Adding Empathy to Your Enrollment Marketing Communications

9/12/2025

Technology keeps handing us new tools and dashboards to make marketing more efficient. But students don’t experience your school through a system. They experience it through the words and moments you put in front of them…and those moments either feel human or they don’t.

Behind every message is a student trying to navigate one of the biggest transitions of their life. They’re deciding who they are now, who they want to become, and how to pay for it often while leaving home for the first time.

So before we draft another email or plan another campaign, how often do we stop to put ourselves there? Not nearly enough. And yet, the more empathy we bring into our communications, the more likely they are to matter.

The Funnel on Paper vs. The Funnel in Real Life

Most of us organize our enrollment communications around what we know as the funnel. It’s the familiar sequence of emails, print pieces, and ads designed to move students from first hearing about us to eventually committing. On paper, it looks straightforward. In practice, it’s anything but.

The problem is that when we look at the funnel only as a series of information exchanges, we start to lose sight of the human experience within it. What feels like a neat progression on our spreadsheets is actually a messy, emotional process for students. And that’s why empathy has to be part of the way we think about the funnel, not just the information we place in it.

Empathy Creates Connection

At its core, empathy is the ability to imagine what someone else is thinking and feeling, and then to respond in a way that shows you understand. It means putting yourself in a student’s shoes long enough to see the process through their eyes, not just through your marketing plan. Listen with curiosity, validate what you hear, and remember that what feels routine to us often feels monumental to them.

How can we develop empathy for our audiences? Well, we have to take a step back from the information we need to send and uncover what our audience might be feeling. Empathy maps help us do just that.

It’s a simple framework, but it forces us to slow down and ask the right questions. What are students thinking as they move through the process? What facts are they chasing, what tasks are they trying to complete? What are they seeing, not just in our communications, but in their social feeds, in conversations with friends, and in the world around them? What are they doing every day, and how do college search tasks fit into lives already filled with school, jobs, and family obligations? And most importantly, what are they feeling as they carry all of that?

The answers to these questions won’t be the same for every group of students, which is why the exercise works best when we do it with them. Focus groups, one-on-one interviews, even quick surveys can help uncover what students are really experiencing. And when you map those experiences segment by segment, you begin to see not just what information students need, but how that information will land in the middle of everything else they’re thinking, seeing, doing, and feeling.

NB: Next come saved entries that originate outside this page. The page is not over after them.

PR #18733, opened 2021-05-24
Various fixes (lower-bounds checker edition, round 4)

kit-ty-kate:


packages/conf-rust-2018/conf-rust-2018.1/opam
```diff
@@ -6,21 +6,25 @@ bug-reports: "https://github.com/ocaml/opam-repository/issues"
 license: "MIT"
 extra-files: ["test.rs" "md5=639e04c270fef8589636e0416761a67b"]
```
avsm, line 7: This change to conf-rust looks unrelated to lower bounds.

kit-ty-kate: I moved this into its own PR

PR #18744, opened 2021-05-26
Remove opensource@janestreet.com email address

jeremiedimino:
This PR removes the opensource@janestreet.com email address from Jane Street packages. This is because we are making this list internal to Jane Street only to match the way it is currently being used.

We minted a new email address to use as a point of contact. However, I didn't use it here as it is not meant for opam related queries. Github or slack are the preferred communication channels for such queries.

### DIFF
--- a/packages/accessor/accessor.v0.14.0/opam
+++ b/packages/accessor/accessor.v0.14.0/opam
@@ -1,6 +1,6 @@
 opam-version: "2.0"
-maintainer: "opensource@janestreet.com"
-authors: ["Jane Street Group, LLC <opensource@janestreet.com>"]
+maintainer: "Jane Street developers"
+authors: ["Jane Street Group, LLC"]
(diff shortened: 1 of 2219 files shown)


avsm:
Eyeballed the patch to confirm it's only changing the maintainers and authors fields.  Looks fine, thanks!

kit-ty-kate:
This broke `dune-configurator.1.11.4`. The sed command used also modified the patch file without changing its checksum.

kit-ty-kate:
> This broke `dune-configurator.1.11.4`. The sed command used also modified the patch file without changing its checksum.

Fixed in https://github.com/ocaml/opam-repository/pull/18749

jeremiedimino:
Thanks @kit-ty-kate for the fix!

avsm:
good catch @kit-ty-kate !

PR #18748, opened 2021-05-26
ocaml-base-compiler.4.02.3: use the git release tarball

avsm:
caml.inria.fr is currently down, so this swaps the 4.02.3 release archive to the one found off the git release tag. Oddly, this is a different checksum due to the following extra files being found in the ocaml git release:

Only in ocaml-4.02.3/compilerlibs: .gitignore
Only in ocaml-4.02.3: experimental
Only in ocaml-4.02.3/ocamlbuild: test

These all look like harmless extra directories that appear to have been stripped out of the caml.inria.fr 4.02.3 release tarball, so this change should be safe enough in opam-repo

(this change is fairly urgent to unbreak the docker-base-images build used in our CI)

### DIFF
--- a/packages/ocaml-base-compiler/ocaml-base-compiler.4.02.3/opam
+++ b/packages/ocaml-base-compiler/ocaml-base-compiler.4.02.3/opam
@@ -39,8 +39,8 @@ build: [
 ]
 install: [make "install"]
 url {
-  src: "http://caml.inria.fr/pub/distrib/ocaml-4.02/ocaml-4.02.3.tar.gz"
-  checksum: "md5=ef1a324608c97031cbd92a442d685ab7"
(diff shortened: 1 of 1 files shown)


avsm:
cc @Octachron regarding the discrepancy between caml.inria.fr and the git release tag

dra27 (approved):
4.03.0 onwards already use the GitHub tarballs.

Octachron:
This sounds fine. However, caml.inria.fr doesn't seem globally down? At least, I have just that I can reach the 4.02.3 archive.

Octachron:
It looks like it is the http address which is down and not the https one?

avsm:
Aha, it could be fixed by switching to the `https` url too!  For consistency with all the other base packages though, I'll go ahead and merge this to use the git tagged sources if there's nothing much in it between the two choices.

PR #18749, opened 2021-05-26
dune-configurator.1.11.4: Fix patch checksum (broken by #18744)

kit-ty-kate:


kit-ty-kate:
Lint test passed. Merging.

PR #18756, opened 2021-05-29
Package testu01.1.2.3-0.1

Niols:
### `testu01.1.2.3-0.1`
OCaml bindings for TestU01 1.2.3
This package provides OCaml bindings for TestU01 1.2.3 TestU01 is
  a software library, implemented in C, and offering a collection of utilities
  for the empirical statistical testing of uniform random number generators.
  The OCaml bindings allow for easy testing of random number generators written
  in OCaml and that claim to be uniform.

---
* Homepage: https://github.com/LesBoloss-es/ocaml-testu01
* Source repo: git+https://github.com/LesBoloss-es/ocaml-testu01.git
* Bug tracker: https://github.com/LesBoloss-es/ocaml-testu01/issues

---

### DIFF
--- a/packages/testu01/testu01.1.2.3-0.1/opam
+++ b/packages/testu01/testu01.1.2.3-0.1/opam
@@ -1,0 +1,46 @@
+opam-version: "2.0"
+synopsis: "OCaml bindings for TestU01 1.2.3"
+description: """
+This package provides OCaml bindings for TestU01 1.2.3 TestU01 is
+  a software library, implemented in C, and offering a collection of utilities
+  for the empirical statistical testing of uniform random number generators.
+  The OCaml bindings allow for easy testing of random number generators written
+  in OCaml and that claim to be uniform."""
+maintainer: ["Niols “Niols” Jeannerod <niols@niols.fr>"]
+authors: [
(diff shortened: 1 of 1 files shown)


kit-ty-kate:
The version number seems rather uncommon, especially for a first version. Is `1.2.3-0.1` really expected to be the version number for this release?

Niols:
That is a question that bothered me actually quite a bit. Since those are bindings, shouldn't the version number of the C library (here, 1.2.3) show up in the version number of the OPAM package (hence 1.2.3 and 0.1 giving 1.2.3-0.1)? I've searched on OPAM and seen both bindings that do not include the original version and bindings that do. I think I prefer the latter, but it is not a strong opinion. What do you think?

kit-ty-kate:
I do not have strong opinions either. OCaml bindings are usually based on system installed libraries rather than vendored ones, so the version number is usually the one of the binding.

I didn't know that yours was vendored so in this case that makes sense. Thanks!

Niols:
I don't like the vendoring so much myself, but TestU01 is actually quite hard to find in system packages, hence my choice. Thanks for the merge!

PR #18760, opened 2021-05-30
mirage-crypto: Add missing lower-bound constraint

kit-ty-kate:
cpuid < 0.1.2 did not link with result and thus Result.result was an abstract type unless result is loaded)

Detected in https://github.com/ocaml/opam-repository/pull/18758


mseri:
Unless you think we should do something for cstruct.6.0.0 on x86_32 and cpuid on arm32, I think this can be merged

PR #18772, opened 2021-06-01
x509: Fix constraint (uses Base64.encode_string)

kit-ty-kate:
Detected in https://github.com/ocaml/opam-repository/pull/18769
cc @hannesm


hannesm:
thanks, I pushed this change upstream.

kit-ty-kate:
Thanks a lot!

PR #18777, opened 2021-06-02
Package rdf.0.12.0

zoggy:
### `rdf.0.12.0`
OCaml library to manipulate RDF graphs; implements SPARQL

---
* Homepage: https://www.good-eris.net/ocaml-rdf/
* Source repo: git+https://framagit.org/zoggy/ocaml-rdf.git
* Bug tracker: https://framagit.org/zoggy/ocaml-rdf/-/issues

---
:camel: Pull-request generated by opam-publish v2.0.3

PR #18779, opened 2021-06-02
genet.0.6 isn't compatible with OCaml >= 4.06 (uses unsafe strings)

kit-ty-kate:
Detected in https://github.com/ocaml/opam-repository/pull/18777
cc @zoggy


zoggy:
thanks !

PR #18787, opened 2021-06-03
Release dune-deps 1.3.0

mjambon:
Nothing special to report, only the tarball changed.


kit-ty-kate:
Thanks. Could you return the fix to the opam file upstream so that it can be taken into account for the next releases?

mjambon:
Nice catch, thank you! I'll propagate the change.

PR #18793, opened 2021-06-04
OCaml 4.13.0, first alpha release

Octachron:
This PR adds the ocaml-base-compiler package and ocaml-variants...+options package for the first alpha release of OCaml 4.13.0 .
I had to relax the constraints on the virtual ocaml package for 4.13.0 to make those two package installable.


kit-ty-kate:
Thanks!

PR #20558, opened 2022-01-26
[new release] mirage, mirage-runtime, functoria and functoria-runtime (4.0.0+beta1)

dinosaure:
The MirageOS library operating system

- Project page: <a href="https://github.com/mirage/mirage">https://github.com/mirage/mirage</a>
- Documentation: <a href="https://mirage.github.io/mirage/">https://mirage.github.io/mirage/</a>

##### CHANGES:

Refactor build process to use [Dune](https://dune.build/) build system. The
motivation is to drop `ocamlbuild`-induced technical debt and to obtain
first-class support for _cross-compilation_. To learn more about how Dune is
able to perform cross-compilation, please refer to the
[documentation](https://dune.readthedocs.io/en/stable/cross-compilation.html).

Main changes:

* Two opam files are generated when running `mirage configure`:
  - `<unikernel>-switch.opam`: for dependencies that are meant to be installed
    in the user's opam switch. It comprises of build tools such as
    `ocaml-freestanding` for Solo5 targets.
  - `<unikernel>-monorepo.opam`: for unikernel dependencies, they are locally
    fetched to compose a _dune workspace_.

* Unikernel dependencies are fetched in the source project using the
  `opam-monorepo` tool. This tool reads the `<unikernel>-monorepo.opam` file and
  make use of the opam solver to compute the transitive dependency set, saves
  that as a _lockfile_, and fetch sources in the `duniverse/` subfolder.
  More info on the [Github repository](https://github.com/ocamllabs/opam-monorepo).

* The compilation scheme use `dune`'s concept of a _workspace_: it's a set of
  libraries that are built together using the same _context_. For each
  compilation target, the Mirage tool is able to generate a _context_ definition
  able to compile for that target. A _context_ is defined by an OCaml compiler
  (or cross-compiler) toolchain, as defined by `findlib`, it can be tuned with
  environment variables and custom flags for the OCaml or underlying C compiler.

* The usual workflow: `mirage configure && make depends && mirage build` does
  not change however. Generated files are located into the new directory
  `./mirage` (OPAM files, `main.ml`, `key_gen.ml` or `manifest.json`) and
  the final artifact is created into the `./dist` directory.

Breaking changes:

* Unikernel dependencies need to use `dune` as a build system. Other build
  systems may be sandboxed in a Dune package, but the recommended way is to
  switch to `dune`. A set of packages have been ported to dune but the changes
  are not upstreamed, they are available in the `dune-universe`
[...]

PR #20581, opened 2022-01-29
functoria-runtime: add upper bounds to prepare for the MirageOS 4

samoht:
Extracted from #20558

### DIFF
--- a/packages/functoria-runtime/functoria-runtime.3.0.1/opam
+++ b/packages/functoria-runtime/functoria-runtime.3.0.1/opam
@@ -22,7 +22,7 @@ depends: [
   "dune" {>= "1.1"}
   "cmdliner" {>= "0.9.8"}
   "fmt"
-  "alcotest"  {with-test}
+  "alcotest"  {with-test & < "1.4.0"}
 ]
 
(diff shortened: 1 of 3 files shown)


samoht:
The revdeps tests are getting a bit crazy here (I am not sure to understand why the full universe is getting tested as revdeps of functoria-runtime.3.0.1...) so I'll merge this quickly.

hannesm:
this looks good to me.

kit-ty-kate:
> I am not sure to understand why the full universe is getting tested as revdeps of functoria-runtime.3.0.1...

functoria-runtime.3.0.1 --> mirage-runtime --> mirage-crypto-rng.0.7.0 --> {tls,x509,*} (explosion)

kit-ty-kate:
@hannesm is there a reason why mirage-crypto-rng.0.7.0 is the only version of mirage-crypto-rng to depend on mirage-runtime?

hannesm:
@kit-ty-kate yes, that one bundled the package that is nowadays separate as mirage-crypto-rng-mirage. since it is mostly of historic interest, we can also remove it (or mark it unavailable if that is sufficient).

PR #20582, opened 2022-01-29
mirage-crypto-pk: use mirage-runtime >= "4.0" (instead of "4.0.0") to support mirage 4.0.0~beta1 release

hannesm:
extracted from #20558 /cc @samoht @dinosaure


hannesm:
CI looks good, I don't think there's much value to have the revdeps finish.

PR #20584, opened 2022-01-29
mirage 3: restrict mirage-runtime and functoria to < 4.0

hannesm:
extracted from #20558 //cc @samoht @dinosaure


hannesm:
rebased on top of #20585 (to avoid CI failures requiring newer Fmt)

kit-ty-kate:
Thanks

PR #20588, opened 2022-01-29
[new release] mirage & all (4.0.0~beta1)

samoht:
The MirageOS library operating system

- Project page: <a href="https://github.com/mirage/mirage">https://github.com/mirage/mirage</a>
- Documentation: <a href="https://mirage.github.io/mirage/">https://mirage.github.io/mirage/</a>

##### CHANGES:

Refactor build process to use [Dune](https://dune.build/) build system. The
motivation is to drop `ocamlbuild`-induced technical debt and to obtain
first-class support for _cross-compilation_. To learn more about how Dune is
able to perform cross-compilation, please refer to the
[documentation](https://dune.readthedocs.io/en/stable/cross-compilation.html).

Main changes:

* Two opam files are generated when running `mirage configure`:
  - `<unikernel>-switch.opam`: for dependencies that are meant to be installed
    in the user's opam switch. It comprises of build tools such as
    `ocaml-freestanding` for Solo5 targets.
  - `<unikernel>-monorepo.opam`: for unikernel dependencies, they are locally
    fetched to compose a _dune workspace_.

* Unikernel dependencies are fetched in the source project using the
  `opam-monorepo` tool. This tool reads the `<unikernel>-monorepo.opam` file and
  make use of the opam solver to compute the transitive dependency set, saves
  that as a _lockfile_, and fetch sources in the `duniverse/` subfolder.
  More info on the
  [Github repository](https://github.com/ocamllabs/opam-monorepo).

* The compilation scheme use `dune`'s concept of a _workspace_: it's a set of
  libraries that are built together using the same _context_. For each
  compilation target, the Mirage tool is able to generate a _context_ definition
  able to compile for that target. A _context_ is defined by an OCaml compiler
  (or cross-compiler) toolchain, as defined by `findlib`, it can be tuned with
  environment variables and custom flags for the OCaml or underlying C compiler.

* The usual workflow `mirage configure && make depends && mirage build` does
  not change. However, files are now generated in the `./mirage` directory
  (OPAM files, `main.ml`, `key_gen.ml` or `manifest.json`), and
  the final artefact is created in the `./dist` directory.

Breaking changes:

* Unikernel dependencies need to use `dune` as a build system. Other build
  systems can be sandboxed, but the recommended way is to switch to `dune`.
  Many packages not compiling with dune yet have been ported  and are available
  as an additional
  [opam repository](https://github.com/dune-universe/opam-overlays) overlay.
  In addition, a few packages not supporting cross-compilation have been fixed
  and are available in another
  [opam repository](https://github.com/dune-universe/mirage-opam-overlays)
  overlay. The mirage tool uses these two opam overlays by default. To only
  use the default packages provided by Opam,
  use `mirage configure --no-extra-repo`.
* `Functoria_runtime.info` and `Mirage_runtime.info` now list all the libraries
  that are statically linked against the unikernel. The `packages` field have
  been removed and the `libraries` field is now accurate and contains the
  versions computed by `dune-build-info`.

* Update the DSL to describe devices into the `config.ml`.  We don't use
  objects anymore, and we replace it with the usage of `Mirage.impl` that
  expects the same _fields_ as before.


samoht:
The irmin-git error should be fixed by https://github.com/ocaml/opam-repository/pull/20589

samoht:
Docteur-unix should be fixed by #20591

kit-ty-kate:
Thanks a lot!

PR #20590, opened 2022-01-29
Release camlp5 for ocaml 4.14.0 compatibility

chetmurthy:
This is just to get camlp5 updated; there will be releases for the pa_ppx* packages presently to get those up-to-date also.


chetmurthy:
I think this CI run only failed for:
1. homebrew (still doesn't work automatically, user has to install two perl packages)
2. packages that I've marked as unavailable with this version of camlp5

    --> p5scm: sent PR to author
    --> pa_ppx: working on upgrade right now

kit-ty-kate:
Thanks

PR #20592, opened 2022-01-29
release pa_ppx 0.09 for compat with ocaml 4.14.0

chetmurthy:


kit-ty-kate:
Thanks. Could you return the fix in the opam file upstream so it can be taken into account for next time?

chetmurthy:
Roger that, have already put it into the opam file in the repo.

chetmurthy:
Thank you for merging so quickly!  On a weekend!

PR #20599, opened 2022-01-31
Release of `mirage.4.0.0~beta2`

dinosaure:
It's an hot-fix of the MirageOS distribution which allows us to emit right
constraints about dependencies on unikernels. The initial bug is about the
`4.0.0~beta1` release where OPAM considers `4.0.0~beta1 < 4.0.0`. To ensure
that unikernels downloads the right mirage{,-runtime} version, we must emit a
new constraint:

```
"mirage" {>= "4.0"}
```

from the mirage tool. This new distribution of `mirage.4.0.0~beta1` includes
this hot-fix.

PS: I know that it's an usual request so tell me if I'm doing right or not - and if an other better solution exists.


packages/patch.diff
```diff
@@ -0,0 +1,64 @@
+diff --git a/packages/functoria-runtime/functoria-runtime.4.0.0~beta1/opam b/packages/functoria-runtime/functoria-runtime.4.0.0~beta1/opam
```
kit-ty-kate, line 1: i believe this was added by mistake

dinosaure: Yes, I just force-pushed without it.

dinosaure:
@kit-ty-kate it's ok to merge this PR as is?

PR #20622, opened 2022-02-02
Patch world breaking gitlab-unix.0.1.0 installation

kit-ty-kate:
Installing `diff` will break anyone (including opam itself) trying to do anything after installing `gitlab-unix.0.1.0`

Reported by @dinosaure 
cc @tmcgilchrist


mseri:
Tests are good

PR #20621, opened 2022-02-02
Release mirage v4.0.0 beta3

dinosaure:
This is the final one which work perfectly!

PR #20623, opened 2022-02-02
Fix constraints about the new release of MirageOS 4.0.0

dinosaure:
Related to #20621 which fixes few constraints. Only `git`, `vchan-xen` and `mirage-entropy` probably needs a release.


dinosaure:
The solver timeout on some packages because they need (transitively) `opam.2.1`.

PR #20632, opened 2022-02-03
Fix constraints about mirage and docteur-{unix,solo5}

dinosaure:
Related to #20621

### DIFF
--- a/packages/docteur-unix/docteur-unix.0.0.2/opam
+++ b/packages/docteur-unix/docteur-unix.0.0.2/opam
@@ -11,7 +11,7 @@ depends: [
   "ocaml" {>= "4.07.0"}
   "dune" {>= "2.8.0"}
   "docteur" {= version}
-  "mirage-unix" {>= "4.0.0"}
+  "mirage-unix" {>= "4.0.0" & < "5.0.0"}
   "art" {>= "0.1.1"}
   "bigstringaf" {>= "0.7.0"}
   "carton" {>= "0.4.1"}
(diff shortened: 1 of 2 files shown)


packages/docteur-unix/docteur-unix.0.0.2/opam
```diff
@@ -11,7 +11,7 @@ depends: [
   "ocaml" {>= "4.07.0"}
   "dune" {>= "2.8.0"}
   "docteur" {= version}
-  "mirage-unix" {>= "4.0.0"}
+  "mirage-unix" {>= "4.0.0" & < "5.0.0"}
```
samoht, line 14: I still don't understand why we need an upper bound here. What error is this fixing?

samoht: ok got it, mirage3 needs mirage-unix.4 and mirag4 needs mirage-unix.5

hannesm:
my impression from https://github.com/ocaml/opam-repository/pull/20621 is that docteur and docteur-solo5 use "OS.Solo5", and their `mirage-solo5` dependency needs an upper bound (i.e. the docteur-solo5 fix here is fine, but docteur still needs an upper bound, and I can't see anything about docteur-unix).

dinosaure:
Again, all of these constraints is due to our rename of `OS` to `<target>_os`. I will cut a release of `docteur` after the release of `mirage`. It's fine to merge this PR and lint our world between MirageOS 3 and MirageOS 4.

kit-ty-kate:
Thanks!

PR #20542, opened 2022-01-25
add secp256k1-internal-0.3

hhugo:

PR #20637, opened 2022-02-03
secp256k1-internal.0.3 - Fix archive

hhugo:
Folllowing #20542
The archive was incorrect. I fixed it and bump the minor version.
Also "marked" secp256k1-internal.0.3.0 as broken


mseri:
Thanks

Issue #14646, opened 2019-08-06
Use system-num, if available


dra27:
cf. https://github.com/ocaml/opam-repository/pull/11300#issuecomment-518722338

Given that `num` is stable, it should be possible to do the same trick in `num` as `graphics` - so in a system switch, if the system-installed version of num is the correct version (e.g. from homebrew's `ocaml-num` package), make installing `num` a no-op, otherwise build it and override the `META` in `$SWITCHROOT/lib/num`.

Happy to be assigned this, assuming no one has a strong objection to the principle of the change - I just haven't to time right now to amend the package and propose a PR.

dbuenzli:
I would rather be against this. These tricks significantly hamper the ability for tools like `odig` or `omod` to correctly do their job as you'd need to make them aware of these install directories and how to look them up and bind a package name to them.

System compilers and their non opam managed `ocamlc -where` are already annoying enough, I constantly have to special case for them. In fact something I wanted to raise at some point was whether it would be feasible for system compilers to actually symlink the contents of `ocaml -where` in `$(opam var lib)/ocaml`. Note that it's the actual contents that need to be symlinked as opam assumes it can write that directory.

Well in fact I could be for this if the same symlinking strategy is workable and applied to such a package. One problem I see though is how to keep the symlinks in sync with the system packages if those update.

One will tell me this is because you are not using `META` files, yes that's true but I thought there was a consensus at some point that the eco-system should get rid of that indirection and have something reasonable and simple to be upstreamed to do library lookup (the more complicated version being Leo's namespaces). The tools I mention actually make this a reality in the current eco-system.

dra27:
@dbuenzli - even with the symlinking, don't `odig`/`omod` already/still have to cope with the files for `num` potentially being installed in two different places (either as a pure findlib package or in the OCaml stdlib dir)?

dbuenzli:
The problem is that there is no convention at the moment. Things are not entirely settled and ad-hoc both in `omod` and `odig`, as I was waiting on Leo's namespace proposal but maybe we should try to move on regardless.

Also [it seems](https://github.com/ocaml/ocaml/pull/1065#issuecomment-282796690) upstream is not entirely cold about it but I think we can also move towards the model described below without too much upstream involvement and/or implementing new lookups in the compiler.

So it was not clear to me that `system-num` would install in `ocamlc -where`. Regarding what happens in `odig`/`omod` in that case:

[...]

PR #20645, opened 2022-02-03
Add a post-message for num's known install failure

shonfeder:
This is meant to help users workaround the known installation failure with num reported in #14646 (and the various linked issues). 

The failure message was first suggested at https://github.com/ocaml/opam-repository/issues/14646#issuecomment-933022088, and pointers to the configuration change needed was provided by @dbuenzli in a reply.

This PR is to propose the workaround, but I honestly don't know which versions it should be applied to or what the optimal messaging is here. All corrections and suggestions for improvement welcome.

### DIFF
--- a/packages/num/num.1.0/opam
+++ b/packages/num/num.1.0/opam
@@ -39,3 +39,14 @@ url {
   src: "https://github.com/ocaml/num/archive/v1.0.tar.gz"
   checksum: "md5=a4c359108d0b885bf43909e705b21291"
 }
+post-messages: [
+  "Installation failure with the message 'The installation of num failed at \"make findlib-install\"'
+is due to a known packaging bug with the num package. As a workaround run the following two commands,
+then try to reinstall the target package again:
+
+  ocamlfind remove num
+  ocamlfind remove num-top
+
+See https://github.com/ocaml/opam-repository/issues/14646 for details."
+  {failure}
+]
--- a/packages/num/num.1.0/opam
+++ b/packages/num/num.1.0/opam
@@ -14,9 +14,13 @@ build: [
   [make]
 ]
 install: [
-  make
-  "install" {!ocaml:preinstalled}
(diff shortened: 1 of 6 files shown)


packages/num/num.1.0/opam
```diff
@@ -39,3 +39,14 @@ url {
   src: "https://github.com/ocaml/num/archive/v1.0.tar.gz"
   checksum: "md5=a4c359108d0b885bf43909e705b21291"
 }
+post-messages: [
+  "Installation failure with the message 'The installation of num failed at \"make findlib-install\"'
+is due to a known packaging bug with the num package. As a workaround run the following two commands,
+then try to reinstall the target package again:
+
+  ocamlfind remove num
+  ocamlfind remove num-top
```
kit-ty-kate, line 48: If this is a common issue why not run these before each install instead?

shonfeder: I'm not sure how frequent the problem is. It only hits me about once every couple of months. I'm happy with that tho, if it seems sensible! I'll wait until the additional reviewer you've tagged in weighs in :)

Thanks for the suggestion!

dra27:
The inclusion of a message looks fine - does this issue remain macOS-specific? Can you remind why it's `ocamlfind remove` rather than `brew remove`? I had thought the problem here was the system package manager's installed copy of num, which you wouldn't normally remove using `ocamlfind` itself?

shonfeder:
I hit this periodically on arch and Ubuntu, and afaik, have no installation of num other than via opam. I’m not clear on the underlying cause, unfortunately, and I am just cargo cutting the fix proposed in the linked issue :)

mseri:
I hit the same bug both without homebrew and on linux in the past a few times, I think adding the comment is harmless and help people incurring in this in the future

shonfeder:
Thanks for the better fix! :)

PR #24104, opened 2023-07-13
Package mutaml.0.1.0

jmid:
### `mutaml.0.1.0`
A mutation tester for OCaml
Mutaml is a mutation testing tool for OCaml.
It uses a ppxlib-based preprocessor to make a series of small
breaking changes to a program's source code and then runs
the program's testsuite for each of them to catch uncaught
misbehaviour.

---
* Homepage: https://github.com/jmid/mutaml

How Students Feel vs. How We Talk

Here’s where things get fun. Let’s connect this back to the enrollment funnel. 

Students are feeling so much through this process, and it isn’t all rosy. At first, they’re dreaming, maybe optimistic, but also hesitant. They get progressively more confused, anxious, and overwhelmed, with a few moments of elation in between. Then they oscillate from excited to terrified, happy to sad.

Here’s what this roller coaster of emotions might look like for them.

And yet, here’s how we communicate.

A student deep in anxiety might receive an upbeat message about how their residence hall has air conditioning. A student grieving the idea of leaving friends and family might get a presumptuous email declaring that “the rest of your life starts now.” A student worried sick about affordability might be told that “millions in scholarships are available,” without any clarity about what that means for them personally.

The gap between what students are feeling and what we’re saying is wider than we realize. And without empathy, our messages risk sounding tone-deaf or even alienating.

How Do We Add Empathy?

It’s really simple, actually.

It starts by remembering that communication is sharing information to them and sharing the moment with them. If students are anxious, name it. If they’re excited, celebrate with them. If the process feels overwhelming, acknowledge that complexity instead of glossing over it. Empathy doesn’t mean adding sentimentality where it doesn’t belong; it means meeting students where they are emotionally and walking alongside them, rather than speaking at them from a distance.

That shift doesn’t require new technology or extra resources. It requires attention, honesty, and a willingness to see the process through a student’s eyes.

The Bottom Line

At the end of the day, information alone doesn’t build connection. In fact, if all we send are facts and deadlines, we risk sounding like every other institution in a student’s inbox. Empathy is what transforms a message into a conversation. It’s what takes a transactional process and makes it feel like someone is actually paying attention.

The goal is empathy because this is a life-changing moment for them, and they deserve to feel seen while they navigate it.